(Beginning of Recorded information)

PR #2614, opened 2015-12-08
can add ssl proxy setting

mjntan35:
This is to allow to add ssl proxy settings.

https://github.com/facebook/php-webdriver/wiki/HowTo-Work-with-proxy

(End of Recorded information)

Requirement:
Reply with nothing but the number of lines in the entries above that hold the string "proxy".

Your response:
3